◆ TASK GOAL
Count the lines of the records below that hold the word "client", and give only the number.

◆ INPUT DATA
▬▬▬

PR #927, opened 2025-10-30
[Fix #925] Allow association of additional objects to application

### LINKED ISSUE #925: Allow passing extension objects to WorkflowApplication
In order to further extent implementation customization capabilities, it will be good to be able to associate arbitrary objects to the application, so it can be later accessed. 

For example, default http imple use JaxRs client (itself a factory), but it might be handy for some implementors to replace it. Since we do not want to create a hard dependency between the core (where WorkflowApplication is) and jaxrs or any other rest client, the client object might be added by the implementor when building the application and later retrieved in the task implementation class

fjtirado:
Fix https://github.com/serverlessworkflow/sdk-java/issues/925

### DIFF
--- a/impl/core/src/main/java/io/serverlessworkflow/impl/WorkflowApplication.java
+++ b/impl/core/src/main/java/io/serverlessworkflow/impl/WorkflowApplication.java
@@ -19,6 +19,7 @@ import static io.serverlessworkflow.impl.WorkflowUtils.safeClose;
 
 import io.serverlessworkflow.api.types.SchemaInline;
 import io.serverlessworkflow.api.types.Workflow;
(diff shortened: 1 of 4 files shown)


impl/core/src/main/java/io/serverlessworkflow/impl/WorkflowApplication.java
```diff
@@ -221,6 +225,14 @@ public Builder withEventPublisher(EventPublisher eventPublisher) {
       return this;
     }
 
+    public <T> Builder withExtensionObject(String name, WorkflowAdditionalObject additionalObject) {
```
ricardozanini: I'd rename this to `withAdditionalObject` for ubiquity if the other methods.

ricardozanini (approved):

PR #940, opened 2025-10-31
[Fix #930] Adding authorization runtime expression

### LINKED ISSUE #930: Implement authorization runtime expression
Implement `$authorization` in runtime expressions

fjtirado:
Fix https://github.com/serverlessworkflow/sdk-java/issues/930

This also fixed following things:
- Secret should be a map, not a string
- Expression exception should be a workflow exception of the proper type as per spec, not an IllegalArgument one
- The AdditionaObject factory should accept WorkflowContextData and TaskContextData, so it has not access to internals exposed by their parent interfaces.

### DIFF
--- a/impl/http/src/main/java/io/serverlessworkflow/impl/executors/http/OAuth2AuthProvider.java
+++ b/impl/http/src/main/java/io/serverlessworkflow/impl/executors/http/OAuth2AuthProvider.java
@@ -22,17 +22,12 @@ import io.serverlessworkflow.impl.TaskContext;
 import io.serverlessworkflow.impl.WorkflowApplication;
 import io.serverlessworkflow.impl.WorkflowContext;
 import io.serverlessworkflow.impl.WorkflowModel;
-import io.serverlessworkflow.impl.executors.http.auth.jwt.JWT;
 import io.serverlessworkflow.impl.executors.http.auth.requestbuilder.AuthRequestBuilder;
 import io.serverlessworkflow.impl.executors.http.auth.requestbuilder.OAuthRequestBuilder;
-import jakarta.ws.rs.client.Invocation;
-import jakarta.ws.rs.client.Invocation.Builder;
 
-public class OAuth2AuthProvider implements AuthProvider {
+public class OAuth2AuthProvider extends AbstractAuthProvider {
 
   private AuthRequestBuilder requestBuilder;
-
-  private static final String BEARER_TOKEN = "Bearer %s";
 
   public OAuth2AuthProvider(
       WorkflowApplication application, Workflow workflow, OAuth2AuthenticationPolicy authPolicy) {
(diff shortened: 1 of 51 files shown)


impl/http/src/main/java/io/serverlessworkflow/impl/executors/http/OAuth2AuthProvider.java
```diff
@@ -46,15 +41,12 @@ public OAuth2AuthProvider(
...
+    return requestBuilder.build(workflow, task, model).validateAndGet().token();
   }
 
   @Override
-  public void preRequest(
-      Invocation.Builder builder, WorkflowContext workflow, TaskContext task, WorkflowModel model) {
-    JWT jwt = requestBuilder.build(workflow, task, model).validateAndGet();
-    builder.header(AuthProviderFactory.AUTH_HEADER_NAME, String.format(BEARER_TOKEN, jwt.token()));
+  protected String authScheme() {
+    return "Bearer";
```
ricardozanini, line 50: Is this correct? This is the `OAuth2Provider`

impl/http/src/main/java/io/serverlessworkflow/impl/executors/http/OpenIdAuthProvider.java
```diff
@@ -50,15 +45,12 @@ public OpenIdAuthProvider(
...
+    return requestBuilder.build(workflow, task, model).validateAndGet().token();
   }
 
   @Override
-  public void preRequest(
-      Invocation.Builder builder, WorkflowContext workflow, TaskContext task, WorkflowModel model) {
-    JWT jwt = requestBuilder.build(workflow, task, model).validateAndGet();
-    builder.header(AuthProviderFactory.AUTH_HEADER_NAME, String.format(BEARER_TOKEN, jwt.token()));
+  protected String authScheme() {
+    return "Bearer";
```
ricardozanini, line 54: Same thing as the OAuth2 provider. Probably you can do an OpenID -> OAuth2 inheritance since conceptually Oauth2 derives from openID.

ricardozanini (commented):
Also, do we already have tests for OAuth2? I see you added for Basic only.

impl/http/src/main/java/io/serverlessworkflow/impl/executors/http/OAuth2AuthProvider.java
fjtirado: It also surprised me, but the fact is that in the the authorization header that is added after all communication with the oauth server, what is in there is named bearer (which makes sense  since at the end the result of all the calculation is the bearer token). 
Note that having $authorization  allows saving it to the context for internal reuse without really exposing it ($authorization.parameter) and $authorization.scheme allows you to check if the value is a bearer token.

impl/http/src/main/java/io/serverlessworkflow/impl/executors/http/OpenIdAuthProvider.java
fjtirado: yes, the inheritance from the same abstract class is already there, I opened https://github.com/serverlessworkflow/sdk-java/issues/952 for deeper refactor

▬▬▬

◆ SOLUTION
3